● Prompt:
Where a line in the listing contains the string "entry", copy that line out.
=== Section Start ===
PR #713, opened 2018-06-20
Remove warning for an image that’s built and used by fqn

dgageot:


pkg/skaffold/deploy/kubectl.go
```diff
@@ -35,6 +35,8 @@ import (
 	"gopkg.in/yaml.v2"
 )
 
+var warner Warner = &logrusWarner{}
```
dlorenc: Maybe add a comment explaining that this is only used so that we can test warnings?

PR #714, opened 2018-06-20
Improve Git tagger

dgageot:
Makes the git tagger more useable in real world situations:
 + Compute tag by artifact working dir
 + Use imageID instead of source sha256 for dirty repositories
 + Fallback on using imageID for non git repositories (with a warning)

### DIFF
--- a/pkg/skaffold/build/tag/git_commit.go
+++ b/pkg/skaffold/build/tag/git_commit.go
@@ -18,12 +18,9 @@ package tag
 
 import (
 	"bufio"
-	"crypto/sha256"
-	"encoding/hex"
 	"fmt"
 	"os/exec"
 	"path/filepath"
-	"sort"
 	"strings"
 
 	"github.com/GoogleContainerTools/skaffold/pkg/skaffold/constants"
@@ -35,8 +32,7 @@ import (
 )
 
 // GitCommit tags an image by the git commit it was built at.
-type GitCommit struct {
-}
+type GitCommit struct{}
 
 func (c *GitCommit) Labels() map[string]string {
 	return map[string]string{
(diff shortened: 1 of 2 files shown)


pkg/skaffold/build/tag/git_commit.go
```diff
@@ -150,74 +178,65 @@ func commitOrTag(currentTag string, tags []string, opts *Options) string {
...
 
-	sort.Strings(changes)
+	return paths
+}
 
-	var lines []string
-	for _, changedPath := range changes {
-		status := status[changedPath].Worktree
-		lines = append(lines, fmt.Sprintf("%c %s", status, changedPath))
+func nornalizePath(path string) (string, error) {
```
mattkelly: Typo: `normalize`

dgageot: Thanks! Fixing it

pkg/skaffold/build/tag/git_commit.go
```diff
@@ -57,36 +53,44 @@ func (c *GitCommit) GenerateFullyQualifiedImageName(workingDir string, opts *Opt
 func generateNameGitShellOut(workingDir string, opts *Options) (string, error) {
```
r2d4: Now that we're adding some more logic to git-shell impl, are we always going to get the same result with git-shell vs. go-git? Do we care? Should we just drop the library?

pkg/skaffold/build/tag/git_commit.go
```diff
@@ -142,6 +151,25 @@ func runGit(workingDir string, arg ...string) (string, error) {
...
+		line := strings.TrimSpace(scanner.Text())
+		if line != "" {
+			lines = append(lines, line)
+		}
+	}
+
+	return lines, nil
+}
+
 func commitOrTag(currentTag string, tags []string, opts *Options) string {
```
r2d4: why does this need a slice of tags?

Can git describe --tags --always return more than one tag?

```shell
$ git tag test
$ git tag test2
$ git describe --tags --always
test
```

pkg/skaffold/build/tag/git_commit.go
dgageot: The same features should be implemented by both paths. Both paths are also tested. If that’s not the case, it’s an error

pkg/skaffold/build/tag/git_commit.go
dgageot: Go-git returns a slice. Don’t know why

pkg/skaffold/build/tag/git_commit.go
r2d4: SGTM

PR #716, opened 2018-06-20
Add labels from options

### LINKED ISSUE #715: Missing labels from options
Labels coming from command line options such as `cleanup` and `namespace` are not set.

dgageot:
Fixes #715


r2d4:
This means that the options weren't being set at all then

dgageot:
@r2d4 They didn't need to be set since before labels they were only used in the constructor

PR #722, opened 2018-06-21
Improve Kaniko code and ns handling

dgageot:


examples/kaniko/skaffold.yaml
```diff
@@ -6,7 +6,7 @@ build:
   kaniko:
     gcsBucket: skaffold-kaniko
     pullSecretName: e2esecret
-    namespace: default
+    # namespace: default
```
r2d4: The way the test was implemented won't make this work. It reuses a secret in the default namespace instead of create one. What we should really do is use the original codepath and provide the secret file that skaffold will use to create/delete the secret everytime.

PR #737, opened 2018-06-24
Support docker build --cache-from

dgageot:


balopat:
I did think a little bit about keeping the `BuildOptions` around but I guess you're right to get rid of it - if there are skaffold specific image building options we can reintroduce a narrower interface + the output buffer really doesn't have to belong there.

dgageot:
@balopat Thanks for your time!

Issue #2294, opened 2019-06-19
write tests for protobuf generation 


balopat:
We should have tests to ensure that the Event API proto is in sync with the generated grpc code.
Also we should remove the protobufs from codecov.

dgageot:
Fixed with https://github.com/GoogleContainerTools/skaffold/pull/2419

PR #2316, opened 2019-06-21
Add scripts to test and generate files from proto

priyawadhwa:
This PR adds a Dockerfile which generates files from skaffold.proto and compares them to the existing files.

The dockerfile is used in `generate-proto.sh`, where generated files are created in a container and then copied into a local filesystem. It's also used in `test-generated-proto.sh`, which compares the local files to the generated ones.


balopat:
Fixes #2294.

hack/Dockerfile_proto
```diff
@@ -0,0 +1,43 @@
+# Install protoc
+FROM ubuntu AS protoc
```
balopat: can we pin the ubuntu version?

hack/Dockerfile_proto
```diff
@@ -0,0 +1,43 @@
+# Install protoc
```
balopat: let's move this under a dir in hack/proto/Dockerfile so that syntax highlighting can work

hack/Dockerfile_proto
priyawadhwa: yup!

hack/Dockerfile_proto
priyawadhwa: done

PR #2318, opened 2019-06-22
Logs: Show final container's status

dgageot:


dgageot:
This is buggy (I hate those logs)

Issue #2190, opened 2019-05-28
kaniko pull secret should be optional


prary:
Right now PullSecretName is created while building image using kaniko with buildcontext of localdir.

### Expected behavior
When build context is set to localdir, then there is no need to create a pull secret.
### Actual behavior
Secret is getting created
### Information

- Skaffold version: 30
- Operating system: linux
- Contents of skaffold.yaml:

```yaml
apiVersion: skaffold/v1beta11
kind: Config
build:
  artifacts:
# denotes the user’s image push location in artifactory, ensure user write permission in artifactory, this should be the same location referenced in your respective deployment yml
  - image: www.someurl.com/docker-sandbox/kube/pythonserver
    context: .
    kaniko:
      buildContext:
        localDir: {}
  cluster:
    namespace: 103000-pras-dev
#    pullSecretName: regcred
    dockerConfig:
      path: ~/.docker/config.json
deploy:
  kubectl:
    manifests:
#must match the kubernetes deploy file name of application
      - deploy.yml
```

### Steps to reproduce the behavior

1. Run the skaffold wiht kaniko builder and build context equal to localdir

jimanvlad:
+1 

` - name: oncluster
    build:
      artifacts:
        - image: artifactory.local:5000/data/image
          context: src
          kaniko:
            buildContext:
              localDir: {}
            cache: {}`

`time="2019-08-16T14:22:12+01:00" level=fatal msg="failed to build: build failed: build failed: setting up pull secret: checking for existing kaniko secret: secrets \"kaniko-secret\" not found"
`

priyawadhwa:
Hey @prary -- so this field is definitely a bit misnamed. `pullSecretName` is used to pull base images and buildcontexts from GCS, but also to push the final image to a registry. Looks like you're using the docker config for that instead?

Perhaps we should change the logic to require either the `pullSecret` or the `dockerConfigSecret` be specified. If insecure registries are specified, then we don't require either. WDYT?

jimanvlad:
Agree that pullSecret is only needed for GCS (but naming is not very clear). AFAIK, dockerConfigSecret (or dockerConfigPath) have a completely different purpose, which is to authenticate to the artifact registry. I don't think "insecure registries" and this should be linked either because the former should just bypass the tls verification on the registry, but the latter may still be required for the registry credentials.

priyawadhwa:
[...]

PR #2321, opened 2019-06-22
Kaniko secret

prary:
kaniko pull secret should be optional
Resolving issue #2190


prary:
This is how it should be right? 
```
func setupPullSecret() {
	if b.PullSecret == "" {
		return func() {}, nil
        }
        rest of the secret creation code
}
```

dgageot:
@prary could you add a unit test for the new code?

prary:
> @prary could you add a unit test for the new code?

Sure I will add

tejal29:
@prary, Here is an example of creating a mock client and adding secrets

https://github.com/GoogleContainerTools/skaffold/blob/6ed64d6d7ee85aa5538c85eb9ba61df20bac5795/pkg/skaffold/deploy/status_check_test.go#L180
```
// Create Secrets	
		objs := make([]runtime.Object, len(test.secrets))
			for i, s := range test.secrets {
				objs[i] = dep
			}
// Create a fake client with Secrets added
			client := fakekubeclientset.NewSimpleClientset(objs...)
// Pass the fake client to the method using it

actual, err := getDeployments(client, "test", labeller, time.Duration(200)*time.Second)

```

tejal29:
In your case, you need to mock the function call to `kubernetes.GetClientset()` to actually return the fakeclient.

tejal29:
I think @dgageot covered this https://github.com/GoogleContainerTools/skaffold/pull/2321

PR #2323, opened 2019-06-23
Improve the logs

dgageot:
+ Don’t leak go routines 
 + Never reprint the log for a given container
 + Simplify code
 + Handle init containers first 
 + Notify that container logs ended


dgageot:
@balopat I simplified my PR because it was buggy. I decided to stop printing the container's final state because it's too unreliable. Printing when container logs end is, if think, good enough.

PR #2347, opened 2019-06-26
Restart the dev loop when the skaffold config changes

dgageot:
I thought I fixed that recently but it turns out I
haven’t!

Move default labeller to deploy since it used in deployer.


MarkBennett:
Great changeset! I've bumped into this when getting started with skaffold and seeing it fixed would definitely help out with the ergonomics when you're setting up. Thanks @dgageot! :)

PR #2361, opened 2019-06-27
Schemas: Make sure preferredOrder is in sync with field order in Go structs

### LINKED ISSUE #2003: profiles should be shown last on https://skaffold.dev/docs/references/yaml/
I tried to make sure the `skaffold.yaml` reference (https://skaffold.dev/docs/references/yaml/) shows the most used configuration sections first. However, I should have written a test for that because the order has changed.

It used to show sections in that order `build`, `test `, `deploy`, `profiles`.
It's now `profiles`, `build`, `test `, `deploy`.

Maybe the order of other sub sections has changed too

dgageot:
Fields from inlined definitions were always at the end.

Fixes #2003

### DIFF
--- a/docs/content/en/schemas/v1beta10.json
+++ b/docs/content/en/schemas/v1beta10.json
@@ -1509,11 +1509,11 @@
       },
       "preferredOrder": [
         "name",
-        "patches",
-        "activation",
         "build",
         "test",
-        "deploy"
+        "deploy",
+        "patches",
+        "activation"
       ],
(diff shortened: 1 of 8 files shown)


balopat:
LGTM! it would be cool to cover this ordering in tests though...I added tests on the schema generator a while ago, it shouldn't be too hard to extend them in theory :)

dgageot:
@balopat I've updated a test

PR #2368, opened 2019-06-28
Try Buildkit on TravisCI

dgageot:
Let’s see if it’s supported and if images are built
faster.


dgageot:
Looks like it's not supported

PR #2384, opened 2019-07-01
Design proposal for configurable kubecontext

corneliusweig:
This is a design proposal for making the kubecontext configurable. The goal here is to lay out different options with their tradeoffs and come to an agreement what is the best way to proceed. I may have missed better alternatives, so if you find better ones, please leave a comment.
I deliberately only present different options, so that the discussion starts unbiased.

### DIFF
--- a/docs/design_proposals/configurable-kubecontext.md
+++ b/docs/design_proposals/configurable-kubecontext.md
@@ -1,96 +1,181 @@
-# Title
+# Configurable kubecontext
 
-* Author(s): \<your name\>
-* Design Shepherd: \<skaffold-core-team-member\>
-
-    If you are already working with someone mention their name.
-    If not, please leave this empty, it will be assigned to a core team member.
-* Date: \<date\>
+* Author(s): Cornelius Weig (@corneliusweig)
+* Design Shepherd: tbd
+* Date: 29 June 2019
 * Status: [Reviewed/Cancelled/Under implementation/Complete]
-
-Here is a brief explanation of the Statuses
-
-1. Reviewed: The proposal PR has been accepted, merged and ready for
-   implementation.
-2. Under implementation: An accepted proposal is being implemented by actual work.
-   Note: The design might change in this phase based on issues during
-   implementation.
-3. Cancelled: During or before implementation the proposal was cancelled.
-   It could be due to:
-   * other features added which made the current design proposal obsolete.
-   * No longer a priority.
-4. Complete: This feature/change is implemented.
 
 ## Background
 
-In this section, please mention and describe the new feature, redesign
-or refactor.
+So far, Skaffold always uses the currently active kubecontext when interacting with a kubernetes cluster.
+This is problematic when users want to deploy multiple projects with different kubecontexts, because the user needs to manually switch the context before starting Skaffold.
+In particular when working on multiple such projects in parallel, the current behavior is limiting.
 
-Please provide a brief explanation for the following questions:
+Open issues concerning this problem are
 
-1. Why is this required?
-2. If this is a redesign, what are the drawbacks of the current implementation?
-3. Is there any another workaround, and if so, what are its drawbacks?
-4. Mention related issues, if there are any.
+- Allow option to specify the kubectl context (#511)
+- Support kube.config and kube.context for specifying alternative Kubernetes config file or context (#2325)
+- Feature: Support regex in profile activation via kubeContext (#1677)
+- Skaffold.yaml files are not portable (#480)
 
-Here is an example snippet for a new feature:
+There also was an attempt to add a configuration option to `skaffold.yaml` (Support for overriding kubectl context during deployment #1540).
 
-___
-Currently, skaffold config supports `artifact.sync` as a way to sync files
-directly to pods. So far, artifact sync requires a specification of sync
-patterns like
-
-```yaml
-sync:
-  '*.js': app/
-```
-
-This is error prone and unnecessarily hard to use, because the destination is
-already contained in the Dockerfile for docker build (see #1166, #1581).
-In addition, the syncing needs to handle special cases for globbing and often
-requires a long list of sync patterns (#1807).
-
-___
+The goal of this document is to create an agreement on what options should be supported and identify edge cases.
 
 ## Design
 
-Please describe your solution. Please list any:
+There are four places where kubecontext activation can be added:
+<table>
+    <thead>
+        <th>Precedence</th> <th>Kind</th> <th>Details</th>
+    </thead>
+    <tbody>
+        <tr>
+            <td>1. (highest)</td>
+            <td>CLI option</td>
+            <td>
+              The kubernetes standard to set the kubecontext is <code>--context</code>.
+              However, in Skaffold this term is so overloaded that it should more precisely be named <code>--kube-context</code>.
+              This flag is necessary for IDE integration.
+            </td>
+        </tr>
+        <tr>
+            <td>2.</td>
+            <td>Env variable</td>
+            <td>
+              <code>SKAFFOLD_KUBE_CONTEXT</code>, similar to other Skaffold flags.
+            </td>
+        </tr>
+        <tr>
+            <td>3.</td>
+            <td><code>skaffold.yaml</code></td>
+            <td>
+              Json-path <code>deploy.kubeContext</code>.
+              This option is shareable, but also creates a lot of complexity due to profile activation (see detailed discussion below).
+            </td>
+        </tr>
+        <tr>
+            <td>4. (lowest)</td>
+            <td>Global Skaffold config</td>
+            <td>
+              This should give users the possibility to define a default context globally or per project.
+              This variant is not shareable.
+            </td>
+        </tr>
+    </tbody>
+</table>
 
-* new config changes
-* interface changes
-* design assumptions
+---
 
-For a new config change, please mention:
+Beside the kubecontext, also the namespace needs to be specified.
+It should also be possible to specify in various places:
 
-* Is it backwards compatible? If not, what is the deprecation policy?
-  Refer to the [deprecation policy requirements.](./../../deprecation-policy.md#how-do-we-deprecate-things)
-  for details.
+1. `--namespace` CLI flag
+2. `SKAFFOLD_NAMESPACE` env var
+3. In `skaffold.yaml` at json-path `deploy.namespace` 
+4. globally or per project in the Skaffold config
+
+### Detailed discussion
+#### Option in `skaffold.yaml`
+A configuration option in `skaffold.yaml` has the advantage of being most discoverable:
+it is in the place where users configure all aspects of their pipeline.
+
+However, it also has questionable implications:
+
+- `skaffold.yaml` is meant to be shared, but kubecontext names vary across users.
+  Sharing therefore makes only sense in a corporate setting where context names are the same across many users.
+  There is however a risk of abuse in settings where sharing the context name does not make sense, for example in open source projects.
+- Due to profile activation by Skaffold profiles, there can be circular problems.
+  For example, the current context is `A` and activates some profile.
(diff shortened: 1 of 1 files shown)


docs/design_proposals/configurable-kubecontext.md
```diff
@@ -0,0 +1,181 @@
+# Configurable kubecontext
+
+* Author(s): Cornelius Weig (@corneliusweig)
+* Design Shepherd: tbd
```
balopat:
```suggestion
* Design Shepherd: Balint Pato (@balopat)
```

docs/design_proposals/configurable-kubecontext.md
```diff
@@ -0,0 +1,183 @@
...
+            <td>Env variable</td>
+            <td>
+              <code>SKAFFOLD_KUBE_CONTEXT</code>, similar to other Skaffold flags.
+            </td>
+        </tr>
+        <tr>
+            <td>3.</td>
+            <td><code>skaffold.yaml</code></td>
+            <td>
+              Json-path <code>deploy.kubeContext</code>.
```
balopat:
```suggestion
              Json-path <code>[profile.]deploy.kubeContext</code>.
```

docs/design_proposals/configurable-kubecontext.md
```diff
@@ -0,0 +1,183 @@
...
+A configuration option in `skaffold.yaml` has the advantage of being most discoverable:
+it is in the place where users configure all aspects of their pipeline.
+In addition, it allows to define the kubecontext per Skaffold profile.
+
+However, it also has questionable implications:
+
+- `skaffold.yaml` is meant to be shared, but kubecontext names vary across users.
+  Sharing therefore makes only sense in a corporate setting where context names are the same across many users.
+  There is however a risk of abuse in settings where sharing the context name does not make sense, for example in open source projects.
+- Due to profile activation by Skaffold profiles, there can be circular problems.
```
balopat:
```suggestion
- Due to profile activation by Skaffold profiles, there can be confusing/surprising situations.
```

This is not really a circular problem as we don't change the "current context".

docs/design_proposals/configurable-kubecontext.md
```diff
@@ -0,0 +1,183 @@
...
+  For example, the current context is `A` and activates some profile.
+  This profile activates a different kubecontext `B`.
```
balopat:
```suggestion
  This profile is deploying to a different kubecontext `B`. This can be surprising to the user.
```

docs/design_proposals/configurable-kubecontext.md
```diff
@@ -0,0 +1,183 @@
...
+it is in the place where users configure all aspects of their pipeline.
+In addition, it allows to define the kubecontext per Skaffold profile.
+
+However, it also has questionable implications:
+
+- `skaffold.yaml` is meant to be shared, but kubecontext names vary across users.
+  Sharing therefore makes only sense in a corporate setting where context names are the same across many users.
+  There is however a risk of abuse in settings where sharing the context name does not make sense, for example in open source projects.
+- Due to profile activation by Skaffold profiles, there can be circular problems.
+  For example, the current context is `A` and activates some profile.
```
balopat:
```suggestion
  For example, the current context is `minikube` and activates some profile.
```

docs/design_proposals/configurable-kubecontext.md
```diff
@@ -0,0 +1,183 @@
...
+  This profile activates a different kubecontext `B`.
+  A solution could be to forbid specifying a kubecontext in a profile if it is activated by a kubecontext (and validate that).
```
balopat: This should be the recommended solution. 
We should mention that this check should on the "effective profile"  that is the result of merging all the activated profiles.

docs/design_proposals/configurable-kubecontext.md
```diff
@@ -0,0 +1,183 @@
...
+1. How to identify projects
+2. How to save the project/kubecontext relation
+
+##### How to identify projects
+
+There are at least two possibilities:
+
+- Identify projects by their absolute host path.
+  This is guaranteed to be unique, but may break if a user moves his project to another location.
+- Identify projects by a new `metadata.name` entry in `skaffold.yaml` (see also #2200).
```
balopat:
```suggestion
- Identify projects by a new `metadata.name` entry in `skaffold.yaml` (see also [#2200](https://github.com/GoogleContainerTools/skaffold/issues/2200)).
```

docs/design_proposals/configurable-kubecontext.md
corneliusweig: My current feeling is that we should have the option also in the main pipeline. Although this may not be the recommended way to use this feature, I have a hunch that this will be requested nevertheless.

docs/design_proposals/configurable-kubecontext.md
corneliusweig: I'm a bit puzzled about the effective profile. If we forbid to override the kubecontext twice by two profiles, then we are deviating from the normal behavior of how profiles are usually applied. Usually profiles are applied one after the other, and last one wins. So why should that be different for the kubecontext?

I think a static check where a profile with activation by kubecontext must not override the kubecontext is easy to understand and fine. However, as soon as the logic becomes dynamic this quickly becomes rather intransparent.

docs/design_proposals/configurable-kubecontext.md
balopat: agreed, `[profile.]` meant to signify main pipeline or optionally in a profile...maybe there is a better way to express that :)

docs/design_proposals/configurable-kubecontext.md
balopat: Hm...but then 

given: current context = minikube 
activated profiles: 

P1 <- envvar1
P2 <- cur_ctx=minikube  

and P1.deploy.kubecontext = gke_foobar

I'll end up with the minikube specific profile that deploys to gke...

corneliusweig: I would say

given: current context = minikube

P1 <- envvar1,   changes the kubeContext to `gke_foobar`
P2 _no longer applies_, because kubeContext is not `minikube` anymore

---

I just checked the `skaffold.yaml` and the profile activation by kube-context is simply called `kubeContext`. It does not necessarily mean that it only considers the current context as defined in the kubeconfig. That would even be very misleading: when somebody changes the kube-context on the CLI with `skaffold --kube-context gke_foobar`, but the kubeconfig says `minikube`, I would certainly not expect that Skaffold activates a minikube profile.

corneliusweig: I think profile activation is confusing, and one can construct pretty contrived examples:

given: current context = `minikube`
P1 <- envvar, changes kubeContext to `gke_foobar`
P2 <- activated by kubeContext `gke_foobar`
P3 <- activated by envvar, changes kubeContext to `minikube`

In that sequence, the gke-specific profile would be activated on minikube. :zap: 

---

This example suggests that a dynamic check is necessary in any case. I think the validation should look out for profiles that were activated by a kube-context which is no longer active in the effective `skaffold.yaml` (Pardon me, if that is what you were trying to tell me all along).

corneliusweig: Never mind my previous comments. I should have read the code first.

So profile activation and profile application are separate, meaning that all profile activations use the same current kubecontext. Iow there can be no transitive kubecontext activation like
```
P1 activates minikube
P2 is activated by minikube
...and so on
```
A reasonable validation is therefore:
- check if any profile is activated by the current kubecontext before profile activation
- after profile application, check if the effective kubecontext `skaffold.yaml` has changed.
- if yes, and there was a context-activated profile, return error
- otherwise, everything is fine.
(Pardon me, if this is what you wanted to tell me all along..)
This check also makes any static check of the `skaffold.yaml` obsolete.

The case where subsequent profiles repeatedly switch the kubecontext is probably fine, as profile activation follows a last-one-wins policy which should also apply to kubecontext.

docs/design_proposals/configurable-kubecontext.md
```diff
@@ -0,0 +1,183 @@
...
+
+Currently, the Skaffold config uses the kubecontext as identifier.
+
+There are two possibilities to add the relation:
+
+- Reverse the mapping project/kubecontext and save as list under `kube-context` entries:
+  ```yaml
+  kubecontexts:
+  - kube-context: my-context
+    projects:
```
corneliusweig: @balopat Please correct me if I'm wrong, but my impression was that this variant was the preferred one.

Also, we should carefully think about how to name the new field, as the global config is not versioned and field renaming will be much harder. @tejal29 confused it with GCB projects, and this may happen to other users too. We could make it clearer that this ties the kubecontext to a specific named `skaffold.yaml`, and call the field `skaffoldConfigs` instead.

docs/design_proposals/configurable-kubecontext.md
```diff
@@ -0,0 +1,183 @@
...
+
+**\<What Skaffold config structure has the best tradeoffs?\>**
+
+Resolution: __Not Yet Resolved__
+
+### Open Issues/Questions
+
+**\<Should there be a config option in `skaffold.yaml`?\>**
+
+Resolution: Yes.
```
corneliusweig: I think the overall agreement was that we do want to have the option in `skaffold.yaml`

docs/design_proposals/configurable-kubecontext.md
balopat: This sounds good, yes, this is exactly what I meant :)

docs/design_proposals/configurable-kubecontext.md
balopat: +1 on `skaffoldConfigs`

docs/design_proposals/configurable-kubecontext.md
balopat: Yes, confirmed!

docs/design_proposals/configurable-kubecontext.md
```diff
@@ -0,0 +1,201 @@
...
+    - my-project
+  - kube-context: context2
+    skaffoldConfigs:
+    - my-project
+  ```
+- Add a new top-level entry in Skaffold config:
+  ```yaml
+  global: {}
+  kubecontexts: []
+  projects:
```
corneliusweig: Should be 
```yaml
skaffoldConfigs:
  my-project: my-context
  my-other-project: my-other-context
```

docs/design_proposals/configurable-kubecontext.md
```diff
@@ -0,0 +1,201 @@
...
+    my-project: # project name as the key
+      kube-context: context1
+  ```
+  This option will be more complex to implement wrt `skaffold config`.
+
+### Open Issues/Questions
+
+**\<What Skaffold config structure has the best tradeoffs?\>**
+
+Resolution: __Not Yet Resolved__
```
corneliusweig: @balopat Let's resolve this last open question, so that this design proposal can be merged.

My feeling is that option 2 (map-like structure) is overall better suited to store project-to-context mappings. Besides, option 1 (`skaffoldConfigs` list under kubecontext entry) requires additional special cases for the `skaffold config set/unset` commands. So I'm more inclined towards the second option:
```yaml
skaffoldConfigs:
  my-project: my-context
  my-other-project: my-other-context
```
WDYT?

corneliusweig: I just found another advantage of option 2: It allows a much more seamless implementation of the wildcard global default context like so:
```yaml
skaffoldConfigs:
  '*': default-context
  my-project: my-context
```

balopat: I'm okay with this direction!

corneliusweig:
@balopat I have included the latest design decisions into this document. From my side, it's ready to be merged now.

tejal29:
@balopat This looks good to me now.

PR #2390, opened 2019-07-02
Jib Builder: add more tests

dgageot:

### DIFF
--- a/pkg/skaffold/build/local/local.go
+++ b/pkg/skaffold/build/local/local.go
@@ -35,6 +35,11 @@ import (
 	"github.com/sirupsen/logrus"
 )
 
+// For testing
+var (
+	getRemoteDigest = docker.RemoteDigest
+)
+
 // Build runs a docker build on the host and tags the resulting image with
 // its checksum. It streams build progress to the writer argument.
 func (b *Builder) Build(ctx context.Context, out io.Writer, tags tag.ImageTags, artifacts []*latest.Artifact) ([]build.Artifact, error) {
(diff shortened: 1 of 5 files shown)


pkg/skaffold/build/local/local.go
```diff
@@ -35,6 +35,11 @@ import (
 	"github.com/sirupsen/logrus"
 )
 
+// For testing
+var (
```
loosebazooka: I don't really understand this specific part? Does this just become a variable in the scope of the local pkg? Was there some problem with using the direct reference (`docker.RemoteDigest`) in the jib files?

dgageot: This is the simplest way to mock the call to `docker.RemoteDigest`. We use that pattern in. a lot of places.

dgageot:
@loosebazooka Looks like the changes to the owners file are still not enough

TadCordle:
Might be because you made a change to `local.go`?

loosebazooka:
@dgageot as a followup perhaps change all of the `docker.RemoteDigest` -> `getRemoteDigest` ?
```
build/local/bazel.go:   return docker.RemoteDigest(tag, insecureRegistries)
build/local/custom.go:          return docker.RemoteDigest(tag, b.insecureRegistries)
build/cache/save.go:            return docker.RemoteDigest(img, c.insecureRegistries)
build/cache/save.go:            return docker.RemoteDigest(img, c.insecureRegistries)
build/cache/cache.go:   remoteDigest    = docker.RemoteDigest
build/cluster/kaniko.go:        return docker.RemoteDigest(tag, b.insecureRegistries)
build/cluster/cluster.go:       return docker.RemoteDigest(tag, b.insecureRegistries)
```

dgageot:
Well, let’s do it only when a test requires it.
=== Section End ===
● Response to the exercise:
+- Identify projects by a new `metadata.name` entry in `skaffold.yaml` (see also #2200).
- Identify projects by a new `metadata.name` entry in `skaffold.yaml` (see also [#2200](https://github.com/GoogleContainerTools/skaffold/issues/2200)).
+- Add a new top-level entry in Skaffold config:
My feeling is that option 2 (map-like structure) is overall better suited to store project-to-context mappings. Besides, option 1 (`skaffoldConfigs` list under kubecontext entry) requires additional special cases for the `skaffold config set/unset` commands. So I'm more inclined towards the second option:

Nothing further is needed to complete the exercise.